The Israeli Science Foundation, Open Philanthropy, and an Azrieli Foundation Early Career Faculty Fellowship provided some funding for this study.
While this research provides valuable insights into how large language models encode and retrieve certain types of factual knowledge, it also highlights that there is still much to uncover about the inner workings of these extremely complex systems. The discovery of simple linear functions being used for some fact retrieval is an intriguing finding, but it seems to be just one piece of a highly intricate puzzle.
As the researchers noted, not all knowledge appears to be encoded and accessed via these linear mechanisms. There are likely more complex, nonlinear processes at play for other types of information storage and retrieval within these models. Additionally, the reasons why certain facts get decoded incorrectly, even when the right information is present, remain unclear.

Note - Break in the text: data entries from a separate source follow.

PR #771, opened 2022-11-18
feat(editor): add properties fields to user edit

antkiewiczk:


michael-scheurer (changes requested):
Looks good. One small bug: If I create a new user with properties, the properties are not created, but only the user.

Itrulia (approved):

Itrulia (approved):

michael-scheurer (approved):

penk85 (approved):

PR #772, opened 2022-11-22
newsroom api

penk85:
Combine peer & peer profile to newsroom table.


Itrulia:
I guess you merged from master? The branch you are pointing to is behind master so the PR is a bit hard to read right now. Would you mind merging the other branch also from master?

packages/api/src/context.ts
```diff
@@ -667,7 +667,7 @@ export async function contextFromRequest(
               )?.value as number) ||
               parseInt(process.env.PEERING_TIMEOUT_IN_MS as string) ||
               3000
-            const fetcher = createFetcher(peer.hostURL, peer.token, peerTimeout)
+            const fetcher = createFetcher(peer?.hostURL ?? '', peer?.token ?? '', peerTimeout)
```
Itrulia, line 670: Don't think this change is needed (the peer?.) as if peer is not defined we return

Should we maybe also check if hostURL or token is set? Else we might make an HTTP call we didn't want to.

packages/api/src/context.ts
```diff
@@ -702,8 +702,8 @@ export async function contextFromRequest(
               parseInt(process.env.PEERING_TIMEOUT_IN_MS as string) ||
               3000
             const fetcher = createFetcher(
-              url.resolve(peer.hostURL, 'admin'),
-              peer.token,
+              url.resolve(peer?.hostURL ?? '', 'admin'),
```
Itrulia, line 705: Same thing here

packages/api/src/db/article.ts
```diff
@@ -49,7 +50,7 @@ export interface Article extends ArticleData {
 }
 
 export interface PeerArticle {
-  peerID: string
+  newsroomID: string
```
Itrulia, line 53: Since we are making breaking changes, could we actually call this newsroomId instead? Would be amazing :D

Itrulia (changes requested):
Haven't tested it, looks amazing! Just have a few small comments about peeringSchema

packages/api/src/context.ts
```diff
@@ -659,6 +659,7 @@ export async function contextFromRequest(
               console.error(peer)
               return null
             }
+            if (!peer.hostURL || !peer.token) return null
```
Itrulia, line 662:
```suggestion

            if (!peer.hostURL || !peer.token) {
              return null
            }
            
```

packages/api/src/context.ts
```diff
@@ -693,6 +694,7 @@ export async function contextFromRequest(
...
```
Itrulia, line 697:
```suggestion

            if (!peer.hostURL || !peer.token) {
              return null
            }
            
```

packages/editor/src/client/blocks/teaserGridBlock.tsx
```diff
@@ -176,15 +176,15 @@ export function TeaserBlock({
...
-              {teaser.type !== TeaserType.PeerArticle || !teaser?.peer?.isDisabled ? (
-                <IconButton
-                  icon={<PencilIcon />}
-                  onClick={onEdit}
-                  style={{
-                    margin: 10
-                  }}
-                />
-              ) : null}
+              {/* {teaser.type !== TeaserType.PeerArticle || !teaser?.peer?.isDisabled ? ( */}
```
Itrulia, line 179: Oh just saw can we remove this or bring it back in?

packages/editor/src/client/blocks/teaserGridBlock.tsx
```diff
@@ -238,7 +238,7 @@ export function contentForTeaser(teaser: Teaser, numColumns?: number) {
           title={teaser.title ?? teaser.article?.latest.title ?? ''}
           lead={teaser.lead ?? teaser.article?.latest.lead ?? undefined}
           states={states}
-          peer={teaser.peer}
+          // peer={teaser.peer}
```
Itrulia, line 241: Same thing here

Moving forward, further research is needed to fully map out the pathways and algorithms these language AIs use to process, store, and produce information. The “attribute lens” visualization could prove to be a valuable tool in this endeavor, allowing scientists to inspect different layers and factual representations within the models.
Ultimately, gaining a more complete understanding of how these large language models operate under the hood is crucial. As their capabilities and applications continue to expand rapidly, ensuring their reliability, safety, and alignment with intended behaviors will become increasingly important. Peering into their mechanistic black boxes through methods like this linear decoding analysis will be an essential part of that process.